Wie sich ein Computer nebst Scanner und Drucker als "Waschmaschine" für Texte einsetzen lässt, hat Lücke gemeinsam mit seinem Sheffielder Kollegen Dr. Zhenwen Dai in der Oktober-Ausgabe der renommierten Fachzeitschrift TPAMI veröffentlicht. Dabei ist Statistik der Schlüssel zum Reinigungserfolg. Buchstaben – etwa in einem Zeitungsartikel – sind regelmäßige, sich wiederholende Muster, während Schmutz-Muster wie Kaffee- oder Tintenflecken sehr selten gleich aussehen. Das neu entwickelte Computerprogramm schaut sich einen verunreinigten Text zunächst viele Male an und lernt dabei, aus welchen sich regelmäßig wiederholenden Mustern (also Buchstaben) er besteht. Danach merkt sich das Programm die „saubersten“ Beispiele für jeden Buchstaben, um Schritt für Schritt jeden einzelnen damit zu ersetzen. Das Ergebnis ist ein sauberer Text.

Die neu entwickelte Software zur Textreinigung ist Ergebnis eines von der Deutschen Forschungsgemeinschaft (DFG) geförderten Projekts, an dem Forscher der Universitäten Oldenburg, Frankfurt am Main, Sheffield (Großbritannien) und der Technischen Universität Berlin beteiligt sind. Für die Arbeiten unter dem Titel „Nicht-lineare probabilistische Modelle für repräsentations-basiertes Erkennen und unüberwachtes Lernen auf visuellen Daten“ sind bisher etwa eine halbe Million Euro an Fördergeldern zugesagt.

Besonderer Clou ist die Unabhängigkeit von Sprache oder Alphabet des Textes: Da das Programm zunächst die Buchstaben lernt, funktioniert es zum Beispiel auch mit einem Text in der Phantasiesprache Klingonisch (aus der TV-Serie „Raumschiff Enterprise“). Ein weiterer Unterschied zu handelsüblichen Texterkennungs-Programmen ist seine Fähigkeit, mit besonders schweren Verschmutzungen umgehen zu können.

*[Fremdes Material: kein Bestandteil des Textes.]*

PR #572, opened 2025-07-30
Allow for User Agent discretion when checking permission policy

jkarlin:
The [Selective Permissions Intervention](https://github.com/explainers-by-googlers/selective-permissions-intervention/) allows the UA to Disable features for a given permissions policy check.

While small, this is a significant change in the sense that two calls in the same browsing context can have different responses. Notably, even if `allowedFeatures` says a feature is allowed, it may not be allowed for particular invocations. Any suggestions for additional prose/warnings are welcome.

***
<a href="https://pr-preview.s3.amazonaws.com/jkarlin/webappsec-permissions-policy/pull/572.html" title="Last updated on Mar 3, 2026, 8:33 PM UTC (e3713ba)">Preview</a> | <a href="https://pr-preview.s3.amazonaws.com/w3c/webappsec-permissions-policy/572/298d386...jkarlin:e3713ba.html" title="Last updated on Mar 3, 2026, 8:33 PM UTC (e3713ba)">Diff</a>

### DIFF
--- a/index.bs
+++ b/index.bs
@@ -1162,6 +1162,7 @@ partial interface HTMLIFrameElement {
     1. Let |report-only result| be the result of calling <a abstract-op>Check
        permissions policy</a>, given |report-only policy|, |feature|, |origin|,
        and |document|'s [=Document/origin=].
+    1. Let |result| be "<code>Disabled</code>" at the user agent's discretion.
     1. If |report| is True:
         1. Let |settings| be |document|'s <a>environment settings object</a>.
         1. If |result| is "<code>Disabled</code>":
--- a/index.bs
+++ b/index.bs
@@ -1162,7 +1162,12 @@ partial interface HTMLIFrameElement {
     1. Let |report-only result| be the result of calling <a abstract-op>Check
        permissions policy</a>, given |report-only policy|, |feature|, |origin|,
        and |document|'s [=Document/origin=].
-    1. Let |result| be "<code>Disabled</code>" at the user agent's discretion.
+    1. Optionally, set |result| to "<code>Disabled</code>" if the user agent deems it necessary.
+
+        Note: The user agent may wish to disallow particular contexts or scripts from using the 
+        API. See the <a 
+        href="https://github.com/explainers-by-googlers/selective-permissions-intervention">
+        Selective Permissions Intervention</a> as an example.
     1. If |report| is True:
         1. Let |settings| be |document|'s <a>environment settings object</a>.
         1. If |result| is "<code>Disabled</code>":
--- a/index.bs
+++ b/index.bs
@@ -1164,10 +1164,10 @@ partial interface HTMLIFrameElement {
        and |document|'s [=Document/origin=].
     1. Optionally, set |result| to "<code>Disabled</code>" if the user agent deems it necessary.
 
-        Note: The user agent may wish to disallow particular contexts or scripts from using the 
-        API. See the <a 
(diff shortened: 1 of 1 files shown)


index.bs
```diff
@@ -1162,6 +1162,7 @@ partial interface HTMLIFrameElement {
     1. Let |report-only result| be the result of calling <a abstract-op>Check
        permissions policy</a>, given |report-only policy|, |feature|, |origin|,
        and |document|'s [=Document/origin=].
+    1. Let |result| be "<code>Disabled</code>" at the user agent's discretion.
```
domfarolino, line 1165: You want "set" instead of "let", since `|result|` has already been brought into existence on L1159. But I would personally write:

```suggestion
    1. Optionally, set |result| to "<code>Disabled</code>" if the user agent deems it necessary.

       Note: The motivation of letting the user agent intervene here is driven by [... your documentation here describing what happens here in practice, but not setting it in stone, hence the Note ...]
```

jkarlin: Thanks! Done.

index.bs
```diff
@@ -1162,6 +1162,12 @@ partial interface HTMLIFrameElement {
     1. Let |report-only result| be the result of calling <a abstract-op>Check
        permissions policy</a>, given |report-only policy|, |feature|, |origin|,
        and |document|'s [=Document/origin=].
+    1. Optionally, set |result| to "<code>Disabled</code>" if the user agent deems it necessary.
+
+        Note: The user agent may wish to disallow particular contexts or scripts from using the
```
domfarolino, line 1167: I would dedent this by a single space, just leaving the characters aligned with the beginning of "Optionally" above. (I think [`specfmt`](https://github.com/domfarolino/specfmt) should do this for you, if you wanted to play with it.)

domfarolino (approved):
Hey @clelland, what do you think about this?

clelland:
In general, I'm a fan of the idea that the user agent should be the ultimate arbiter of whether a feature is allowed or not, and even if the permissions policy structure is set up perfectly by all parties, the UA may have additional knowledge that a feature should *not* be allowed in a given context.

I like that this phrasing only allows the agent to deny access, and not to arbitrarily grant access as well.

One point about the location of the check; since [Define an inherited policy](https://w3c.github.io/webappsec-permissions-policy/#algo-define-inherited-policy-in-container) doesn't call through to [Is feature enabled](https://w3c.github.io/webappsec-permissions-policy/#algo-is-feature-enabled), this will mean that it's possible for the user agent to intervene like this and disable a feature in one document, but for the same feature to be enabled in one of its embeds. I don't think we've enabled that situation before. I'm not against it, since again, the browser makes that choice, but it might make it easier for sites which are being blocked to find loopholes.

We should also consider whether the (rather neglected) JS API [allowsFeature()](https://w3c.github.io/webappsec-permissions-policy/#dom-permissionspolicy-allowsfeature) and friends should return false in this situation (it's unclear, since that text says "allowed by policy", and doesn't link anywhere useful ☹️)

@annevk for thoughts as well

scheib:
I'm supportive of the patch, but suggest inlining a note sharing the example of protecting against advertisement scripts. This would help the spec be readable with example and not require reader indirection.

jkarlin:
@scheib good idea, I've described the example inline.

jkarlin:
@clelland I added a bit to the allowsFeature API, please take a look.

ghost:
Please allow my third party app access. I'm not receiving messages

Eine Herausforderung stellt dabei bislang noch der große Bedarf an Rechenkapazität dar, wie Projektleiter Lücke berichtet: „Wegen des enormen Rechenaufwandes können wir derzeit nur recht kleine Alphabete behandeln, und dennoch benötigen wir einen Rechen-Cluster mit 15 Grafikkarten-Prozessoren, um zu den vorgestellten Ergebnissen zu gelangen.“ Eine direkte Anwendbarkeit sei aber auch nicht das primäre Ziel der Forschung gewesen, sondern zunächst die grundsätzliche Erprobung der neuen Methode. Von ihr könnten in Zukunft automatische Texterkennungs-Programme oder Software zur Restauration alter Zeitschriftentexte profitieren.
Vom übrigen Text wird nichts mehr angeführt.